Vegan multi-beans black glutinous rice
With advance planning, a bowl of piping hot vegan steamed multibeans black glutinous rice for breakfast is possible. Alternatively it can also be taken as a snack or as a main meal when coupled with a vegetable dish/soup.
In this recipe, a variety of beans provide the source of protein, while a mixture of white glutinous and black glutinous rice achieve a balance of smooth texture (white glutinous rice) and a nice aroma with higher fiber and nutritional value (black glutinous rice).
The whole process is fairly simple. Ingredients are soaked a day in advance. The next morning, stir fry the ingredients and then steam the glutinous rice, for a fresh, warming breakfast.
Ingredient (Serves 4)
2 cups white glutinous rice
1 cup black glutinous rice
50g black beans
50g black eye peas
8 dried chestnuts
4 dried mushrooms
1 thumb size ginger
2 shallots
1tbsp five spice powder
3 tbsp light soy sauce
1 tbsp dark soy sauce
Salt and pepper to taste
Method
Soak glutinous rice for at least 4 hours. Drain.
Soak beans and chestnuts separately for at least 8 hours. Wash and drain.
Wash and soak dried mushrooms. Wash and change soaking water at least once. Reserve 1 cup of the soaking water after the final soak.
Finely mince ginger and shallots.
Thinly slice or finely chop mushrooms.
Heat oil and stir fry mushrooms, ginger and shallots till mushrooms are browned and shrinked a little.
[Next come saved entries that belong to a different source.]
PR #992, opened 2026-06-18
fix(op_env): resolve LATEST strategy returning unpinned version for unbounded ranges

CodyQin:
## Summary

Fixes a bug in `OPEnvManager._resolve_with_strategy()` where the LATEST conflict
resolution strategy incorrectly falls back to an unpinned (unconstrained) version
when the union of two conflicting version specifiers contains ranges without an
upper bound.

## Problem

When resolving conflicts like `numpy>=2.0` vs `numpy<1.5`, the union produces
`<1.5||>=2.0` (a UnionSpecifier with one unbounded range). The original code
breaks out of the loop when encountering any range with `max=None`, discarding
all version information and returning a Requirement with no version constraint.

This allows pip to install any version, potentially breaking both OPs.

## Fix

When a UnionSpecifier contains unbounded ranges (`max=None`), instead of falling
back to unpinned, we now use the highest lower bound (`min`) from those unbounded
ranges as the version constraint:

- `>=2.0 | <1.5` → `>=2.0` (highest min from unbounded ranges)
- `>1.23.0 | <1.22.0` → `>1.23.0`

Only when no lower bound exists at all (fully open range) does the fallback to
unpinned + warning remain.

## Tests

- Updated `test_conflict_resolution_latest_strategy_without_max` to reflect corrected behavior
- Added `test_conflict_resolution_latest_incompatible_uses_highest_min`
- Added `test_conflict_resolution_latest_multiple_unbounded_picks_max_min`
- Added `test_conflict_resolution_latest_unbounded_include_min_false`

All 60 tests in `test_op_env.py` pass.

### DIFF
--- a/data_juicer/ops/op_env.py
+++ b/data_juicer/ops/op_env.py
@@ -523,28 +523,43 @@ class OPEnvManager:
             # use union to combine them to find the latest version
             combined = p1 | p2
             if isinstance(combined, UnionSpecifier):
-                max_str = []
-                for r in combined.ranges:
-                    if r.max:
+                has_unbounded = any(r.max is None for r in combined.ranges)
+                if has_unbounded:
+                    # Some ranges extend to +inf. Use the highest lower bound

This will maximise the fragrance of mushrooms.
Season with five spice powder and pepper.
Add beans and stir fry for another 2 minutes
Add glutinous rice and stir fry for another 3 minutes, stirring constantly.
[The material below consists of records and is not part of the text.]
PR #994, opened 2026-06-23
fix: update deprecated models and skip image_sam_3d_body_mapper test

cmgzn:
### 1. Update deprecated model names

Replace deprecated model names with available ones across test files, demo configs, and docstrings:

| File | Old Model | New Model |
|---|---|---|
| `text_chunk_mapper.py` docstring | `qwen2.5-72b-instruct` | `qwen3.7-max` |
| `role_playing_system_prompt.yaml` | `qwen2.5-72b-instruct` | `qwen3.7-max` |
| `system_prompt_generator.py` | `qwen2.5-72b-instruct` | `qwen3.7-max` |
| `test_image_tagging_vlm_mapper.py` | `qwen2.5-vl-3b-instruct` | `qwen3-vl-8b-instruct` |

### 2. Skip `image_sam_3d_body_mapper` test (temporary)

The `image_sam_3d_body_mapper` operator installs MoGe and its dependencies via `pip install` during initialization, which pollutes the global Python environment (e.g. upgrading `gradio`, `huggingface-hub`, `fastapi`, `starlette`) and causes regression test failures for other operators (such as vLLM-related ops).

A previous attempt constrained MoGe's runtime dependencies during installation, but this approach was too ad-hoc — the same issue would recur whenever MoGe or other dependencies are updated. After discussion, it was decided to:

- **Temporarily skip all tests for this operator** to avoid polluting global dependencies.
- Discuss a fundamental solution (e.g. isolated runtime dependency management) separately.

No changes were made to `image_sam_3d_body_mapper.py` itself — it has been restored to its original state.

The full regression test passed: https://github.com/datajuicer/data-juicer/actions/runs/28078847496


fengrui-z (commented):
The test skip for `image_sam_3d_body_mapper` looks good.

However, the model name update is incomplete. Beyond the 4 files changed here, there are still **170+ occurrences** of `qwen2.5-72b-instruct` scattered across:

- **17 operator doc files** under `docs/operators/` (mapper, filter, aggregator) — these serve as user-facing guidance and examples
- **30+ test files** under `tests/ops/`
- **`docs/op_doc_enhance_workflow/examples.json`** — also contains `qwen2.5-vl-3b-instruct`

Leaving these unchanged means users following the docs will hit deprecated model errors, and the codebase remains inconsistent with some references updated and others not.

**Suggestions:**

1. Update all remaining `qwen2.5-72b-instruct` → `qwen3.7-max` and `qwen2.5-vl-3b-instruct` → `qwen3-vl-8b-instruct` across docs and tests in this PR
2. If a full sweep is too large, consider introducing a centralized constant for default model names to avoid this kind of scattered update in the future
3. At minimum, the docs should be updated in this same PR since they directly affect user experience

cmgzn:
> * **`docs/op_doc_enhance_workflow/examples.json`**

Hi @fengrui-z, thanks for the detailed review.

1. **Regarding the comprehensive model name update**: I agree that the current PR isn't thorough enough. However, `docs/op_doc_enhance_workflow/examples.json` is a cache file automatically generated by `generate_op_details.py`, which should have been updated automatically when updating the op docs. That said, I believe the `op_doc_enhance_workflow` is outdated and effectively deprecated, so I'd prefer not to use it for updating the op docs. I plan to overhaul the entire workflow (including removing this file) in a follow-up PR, so I've left it untouched for now. I'll manually update the model names in `docs/operators/*.md` and the test files within this PR.

2. **Regarding introducing centralized constants**: Great suggestion! I'll push a commit shortly to add a unified default model constant.

fengrui-z (approved):
LGTM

Slowly drizzle in the mushroom water in 3 batches, stirring to ensure water is absorbed after each addition.
Add light and dark soy sauce. Add a small amount of salt if desired (I did not add salt as I find the saltiness is adequate for me). Stir fry for another 2 minutes and transfer to a stainless steel tray lined with banana leaves (optional). Spread evenly. I use an 8" round cake pan to steam the rice.
Steam in a pressure cooker for 20mins, or in normal steamer for 40mins to 1 hour, depending on the thickness of the rice spread on the tray. If the tray is smaller, the rice would be spread thicker and it would take a longer time to be cooked through. So adjust the time accordingly.
To save more time, you may also stir fry the ingredients and rice way in advance, keep in the fridge after cooled and leave the final steaming on the serving day. That works well too.
I hope you will give this simple recipe a try, enjoy!